◆ **What the exercise asks**:
Within the records that follow, find every line containing the string "above". Copy those lines.

◆ **Provided records**:
PR #1333, opened 2023-12-12
Update the exception-handling validator implementation

alexcrichton:
This commit updates the implementation of the exception-handling proposal to the latest version of the proposal. This was already implemented in the text format but all other crates needed updating. The changes were:

* A new `exn` heap type is added for `exnref`. Currently this isn't a subtype with anything else, and this probably isn't correct but it's at least conservative for now.

* The `try`, `delegate`, `catch`, `catch_all`, and `rethrow` instructions were all removed as they're no longer present.

* New `try_table` and `throw_ref` instructions were added.

* Support for the name section subsection for tags has been added along with printing tag names in the text format.

* All exception-handling spec tests are now re-enabled.


crates/wast/src/core/resolve/names.rs
```diff
@@ -514,25 +514,25 @@ impl<'a, 'b> ExprResolver<'a, 'b> {
...
                 for catch in &mut try_table.catches {
                     if let Some(tag) = catch.kind.tag_index_mut() {
                         self.resolver.resolve(tag, Ns::Tag)?;
                     }
                     self.resolve_label(&mut catch.label)?;
                 }
+                self.blocks.push(ExprBlock {
+                    label: try_table.block.label,
+                    pushed_scope: false,
+                });
```
alexcrichton, line 535: cc @eqrion on this change because this will change the text-to-wasm translation for `try_table`. I believe this is fixing a mistake because previously labels reference by name were off-by-one because the `self.blocks` depth was modified before the catch labels were resolved. By modifying them afterwards I think it fixes that.

crates/wasmparser/src/validator.rs
```diff
@@ -352,6 +352,15 @@ impl WasmFeatures {
                     Err("heap types not supported without the gc feature")
                 }
             }
+
+            // These types were added in the exception-handling proposal.
+            (HeapType::Exn, _) => {
+                if self.exceptions {
+                    Ok(())
+                } else {
+                    Err("heap types not supported without the gc feature")
```
fitzgen, line 361:
```suggestion
                    Err("exception refs not supported without the exception handling feature")
```

crates/wasmparser/src/validator/types.rs
```diff
@@ -2708,6 +2708,10 @@ impl TypeList {
             | (HT::Struct, _)
             | (HT::Array, _)
             | (HT::I31, _) => false,
+
+            // TODO: this probably isn't right, this is probably related to some
+            // gc type.
+            (HT::Exn, _) => false,
```
fitzgen, line 2714: I expect either there will be a `NoExn` bottom type and this will be a fourth type hierarchy or this will slot under `Any`, but until those wrinkles get worked out, this is fine.

fitzgen (approved):
I expect that Firefox folks might want `wasmprinter` and `wast` to continue to support the old exception instructions for the indefinite future, which would mean that `wasmparser` would also have to support them for the indefinite future. Would be good to get confirmation/clarification of this from them before merging.

osa1:
> I expect that Firefox folks might want wasmprinter and wast to continue to support the old exception instructions for the indefinite future

FWIW, V8 main branch currently supports both old and new instructions.

I don't know how long they plan to support both versions.

alexcrichton:
AFAIK no one's using the historical version of the validation in wasmparser. Wasmtime for example has never had an implementation of the exception handling proposal. In that sense while it would make sense to keep the text parsing if Firefox is using it I'm not sure it's necessary to keep anything else if there aren't users.

crates/wast/src/core/resolve/names.rs
eqrion: With your change, is it possible for a `catch` to refer to the `try_table` itself? i.e `try_table $me (catch_all $me)`.

My understanding of the instruction would be that this is allowed. But the spec appears to match your implementation here and validate the catch clauses without the try_table added to the labels vector. [1]

Gonna file an upstream issue.

[1] https://webassembly.github.io/exception-handling/core/valid/instructions.html#xref-syntax-instructions-syntax-instr-control-mathsf-try-table-xref-syntax-instructions-syntax-blocktype-mathit-blocktype-xref-syntax-instructions-syntax-catch-mathit-catch-ast-xref-syntax-instructions-syntax-instr-mathit-instr-ast-xref-syntax-instructions-syntax-instr-control-mathsf-end

crates/wasmparser/src/validator/types.rs
eqrion: My understanding of the longer term plan is for it be a fourth type hierarchy. Having it under `any` adds some difficulties for AOT translators like wasm2c which want it to have a different representation than any. There would also be some difficulties with JS thrown non-object values if under `any`.

eqrion:
> AFAIK no one's using the historical version of the validation in wasmparser. Wasmtime for example has never had an implementation of the exception handling proposal. In that sense while it would make sense to keep the text parsing if Firefox is using it I'm not sure it's necessary to keep anything else if there aren't users.

Firefox will need the text parsing of legacy instructions around for the forseeable future. We don't use wasmparser for anything.

I do personally use wasm-tools to disassemble binaries from the wild, so would like if at-least the binary to text pipeline continues to work.

eqrion:
> > I expect that Firefox folks might want wasmprinter and wast to continue to support the old exception instructions for the indefinite future
> 
> FWIW, V8 main branch currently supports both old and new instructions.
> 
> I don't know how long they plan to support both versions.

The browser vendors will keep supporting both versions until usage of the old drops to the point of being able to be deprecated. That's a fuzzy line though, and could take many years or never be achievable.

crates/wast/src/core/resolve/names.rs
eqrion: https://github.com/WebAssembly/exception-handling/issues/286

alexcrichton: Ah yeah I was also suprised as I expected to be able to catch-to-yourself but the spec tests required otherwise which is why I changed this. I'd be happy to update one way or another depending on the resolution of your issue, thanks for filing that!

alexcrichton:
Ok I'll look to preserve the text parsing, although I'll perhaps remove some of the more sugared forms such as `(try (do ..` since removing that simplified things greatly. (unless y'all need that in Firefox?). I'll remove all validation from `wasmparser` since no one needs it (I think) and it shouldn't be too bad to keep the instructions around for awhile and print them as well.

I'll get back to this in the new year.

crates/wast/src/core/resolve/names.rs
eqrion: @alexcrichton Reading the room in the issue, not sure it's going to change. So I'd say merging this so it matches the spec is the best way forward.

eqrion:
> Ok I'll look to preserve the text parsing, although I'll perhaps remove some of the more sugared forms such as `(try (do ..` since removing that simplified things greatly. (unless y'all need that in Firefox?). I'll remove all validation from `wasmparser` since no one needs it (I think) and it shouldn't be too bad to keep the instructions around for awhile and print them as well.
> 
> I'll get back to this in the new year.

I don't think we need the sugared forms. If we do use them in tests, I can rewrite them to avoid it. Thanks!

eqrion:
```rust
impl<'a> Parse<'a> for TryTable<'a> {
    fn parse(parser: Parser<'a>) -> Result<Self> {
        let block = parser.parse()?;
        let mut catches = Vec::new();
        while parser.peek2::<kw::catch>()?
            || parser.peek2::<kw::catch_ref>()?
            || parser.peek2::<kw::catch_all>()?
            || parser.peek2::<kw::catch_all_ref>()?
        {
            catches.push(parser.parens(|p| {
```

This one's my fault, unrelated to your PR here, the above code is incorrect for the following test case:
```
try_table
  try
  catch_all
  end
end
```

peek2 in try_table will see catch_all and think that it should be parsing a parentheses.

Would you be able to fix that as well, while you're here?

alexcrichton:
> I'll get back to this in the new year.

Ok I've added a commit now which means that the PR now should only remove the s-expression-based form of the old opcodes (e.g. `(try (do ...`) as well as validation. Otherwise parsing the text format, parsing the binary format, and printing to the text format should all continue to work.

> Would you be able to fix that as well, while you're here?

Sure!

I suspect it'd still fall over on `try_table (catch_all)` which technically is valid if both the old-and-the-new are supported, but unless you need support for that I think I'll probably just leave that in.

alexcrichton:
Oh oops here I was waiting for an approval I already got, I'll queue this up for merge now

eqrion:
@alexcrichton Would you be able to spin up a release sometime for this?

alexcrichton:
Sure! I'll do that in https://github.com/bytecodealliance/wasm-tools/pull/1366

PR #1334, opened 2023-12-12
Print the name of label targets

### LINKED ISSUE #841: Block names for `br` are not preserved

alexcrichton:
This commit updates `wasmprinter` to print the target label name for instructions such as `br` and friends. This is done by maintaining a stack matching the stack of blocks that are entered, and the relative depth is looked up in this stack to then consult the name label name map contained in the label name subsection.

Closes #841

### DIFF
--- a/crates/wasmprinter/src/lib.rs
+++ b/crates/wasmprinter/src/lib.rs
@@ -62,7 +62,6 @@ struct CoreState {
     tags: u32,
     globals: u32,
     tables: u32,
-    labels: u32,
     modules: u32,
     instances: u32,
     func_names: HashMap<u32, Naming>,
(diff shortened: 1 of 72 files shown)


pchickey (approved):
These comments should win some sort of award

d3lm:
Oh wow, thanks for implementing this @alexcrichton 🙏

PR #1337, opened 2023-12-13
Enable the `ref_{test,cast}.wast` GC spec tests

fitzgen:
This involved implementing a few new instructions:

* `struct.new_default`
* `array.new_default`
* `any.convert_extern`
* `extern.convert_any`

These new instructions will be more thoroughly tested when I get to enabling their relevant spec tests (which require even more new instructions).


crates/wasmparser/src/resources.rs
```diff
@@ -213,10 +251,10 @@ pub trait WasmModuleResources {
     /// The global's value type must be canonicalized.
     fn global_at(&self, at: u32) -> Option<GlobalType>;
 
-    /// Returns the `FuncType` associated with the given type index.
+    /// Returns the `SubType` associated with the given type index.
     ///
-    /// The function type must be canonicalized.
-    fn func_type_at(&self, type_idx: u32) -> Option<&Self::FuncType>;
+    /// The sub type must be canonicalized.
+    fn sub_type_at(&self, type_index: u32) -> Option<&Self::SubType>;
```
alexcrichton, line 257: I feel like we might have talked about this in the past but I think it's probably time to remove these `*Resources` traits if we can since I don't think anything is actually using them. Especially as the type system gets more complicated with GC. Their intention was always to allow recording type information externally and then using that external type information to validate (which may not necessarily be wasmparser's type information), but I don't think there's any current users of that.

All-in-all I'd personally be more in favor of "just" returning `&wasmparser::SubType` here and nixing all the traits/impls.

crates/wasmparser/src/validator/operators.rs
```diff
@@ -3442,6 +3473,79 @@ where
...
+            if !val_ty.is_defaultable() {
+                bail!(
+                    self.offset,
+                    "invalid `struct.new_default`: {val_ty} field is not defaultable"
+                );
+            }
+        }
+
+        let mut heap_ty = HeapType::Concrete(UnpackedIndex::Module(type_index));
+        self.resources.check_heap_type(&mut heap_ty, self.offset)?;
```
alexcrichton, line 3490: I think this can be skipped since `struct_type_at` above would have otherwise failed?

crates/wasmparser/src/validator/operators.rs
```diff
@@ -3442,6 +3473,79 @@ where
...
+        let val_ty = field.element_type.unpack();
+        if !val_ty.is_defaultable() {
+            bail!(
+                self.offset,
+                "invalid `array.new_default`: {val_ty} field is not defaultable"
+            );
+        }
+
+        let mut heap_ty = HeapType::Concrete(UnpackedIndex::Module(type_index));
+        self.resources.check_heap_type(&mut heap_ty, self.offset)?;
```
alexcrichton, line 3510: Like above I think this can be skipped

crates/wasmparser/src/validator/operators.rs
```diff
@@ -3442,6 +3473,79 @@ where
...
+            Some(r) if self.resources.top_type(&r.heap_type()) == HeapType::Extern => r,
+            Some(r) => bail!(
+                self.offset,
+                "type mismatch: expected (ref null? extern), found {r}"
+            ),
+            None => bail!(
+                self.offset,
+                "type mismatch: expected (ref null? extern), found bottom"
+            ),
+        };
```
alexcrichton, line 3530: I'm a little surprised that subtyping checks didn't kick in here, could this not be `self.pop_operand` with `RefType::EXTERNREF` or similar?

alexcrichton: (same below for popping `anyref`)

alexcrichton (approved):

crates/wasmparser/src/validator/operators.rs
fitzgen: This does take subtyping into account: when checking if `t <: Any` we can just do `top(t) == Any`, which is going to be faster.

We can't use `self.pop_operand(Some(RefType::EXTERNREF))` because these instructions are polymorphic over nullability. We don't know ahead of time whether to expect a nullable or non-nullable reference.

crates/wasmparser/src/validator/operators.rs
fitzgen: This is to canonicalize the module index into an id. I'll add a comment to this effect.

crates/wasmparser/src/validator/operators.rs
alexcrichton: Oh sorry I mean moreso for I would have expected that `self.pop_operand` to work since it has built-in subtyping checks. I'm not sure what you mean though precisely about the instructions being polymorphic? If it's what I think though `pop_operand` returns the precise type which I think can be tested for being nullable or non-nullable?

crates/wasmparser/src/resources.rs
fitzgen: I thought maybe `wasmi` used it, but it seems not.

I'll do this in a follow up PR.

crates/wasmparser/src/validator/operators.rs
fitzgen: Its that we can't pass in an expected type to pop because we can pop either a `(ref extern)` or a `(ref null extern)`

alexcrichton: Isn't `(ref extern)` a subtype of `(ref null extern)` though so you could pop a `(ref null extern)` and see what came out?

fitzgen: Ah now I see what you are getting at. Pushed a new commit that does this.

PR #1339, opened 2023-12-17
wit-component: Re-export `_start` while shared-everything link

kateinoigakukun:
This is a bit of a hack to componentize a WASI preview1 command module with shared-everything linking. The `_start` function was not being exported, so `wasm-tools component link` was failing to link modules with `wasi_snapshot_preview1.command.wasm` adapter.


dicej (approved):
Makes sense to me.  Thanks for the PR!

PR #1341, opened 2023-12-18
wit-component: Reserve table offset 0 for the null function pointer

kateinoigakukun:
Placing a function at zero address violates most application's assumptions about null pointers. This patch reserves table offset 0 for the null function pointer. This convention follows wasm-ld's table layout.

CC: @dicej


dicej (commented):
LGTM.  Would you please update the tests so CI is green?  It should just be a matter of running `BLESS=1 cargo test --all` and checking in the results.

kateinoigakukun:
Sure!

dicej (approved):

PR #1342, opened 2023-12-18
`wasmparser`: Get the `array.wast` GC spec test passing

fitzgen:
This involved adding support for the following instructions:

* `array.new`
* `array.new_data`
* `array.new_elem`
* `array.new_fixed`
* `array.get`
* `array.get_s`
* `array.get_u`
* `array.set`
* `array.len`


crates/wasmprinter/src/operator.rs
```diff
@@ -424,10 +440,37 @@ macro_rules! define_visit {
...
+    (payload $self:ident ArrayNewElem $type_index:ident $elem_index:ident) => (
+        $self.type_index_no_type($type_index)?;
+        $self.elem_index_no_elem($elem_index)?;
+    );
+    (payload $self:ident ArrayGet $type_index:ident) => (
+        $self.type_index_no_type($type_index)?;
+    );
+    (payload $self:ident ArrayGetS $type_index:ident) => (
+        $self.type_index_no_type($type_index)?;
+    );
```
alexcrichton, line 469: To avoid needing to list all the instructions manually could these all have a slightly different name for their field? Maybe something like `array_type_index` or something like that? Either way works but the intention of these macros was to avoid case-per-instruction variants where possible.

alexcrichton (approved):

PR #1346, opened 2023-12-21
`wasmparser`: Get more GC spec tests passing

fitzgen:
Newly passing tests:

* `br_on_cast.wast`
* `br_on_cast_fail.wast`
* `struct.wast`

Newly implemented instructions:

* `struct.new`
* `struct.get`
* `struct.get_s`
* `struct.get_u`
* `struct.set`
* `br_on_cast`
* `br_on_cast_fail`

### DIFF
--- a/crates/wasm-encoder/src/core/code.rs
+++ b/crates/wasm-encoder/src/core/code.rs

◆ **Result for this task**:
This one's my fault, unrelated to your PR here, the above code is incorrect for the following test case:
alexcrichton, line 3490: I think this can be skipped since `struct_type_at` above would have otherwise failed?
alexcrichton, line 3510: Like above I think this can be skipped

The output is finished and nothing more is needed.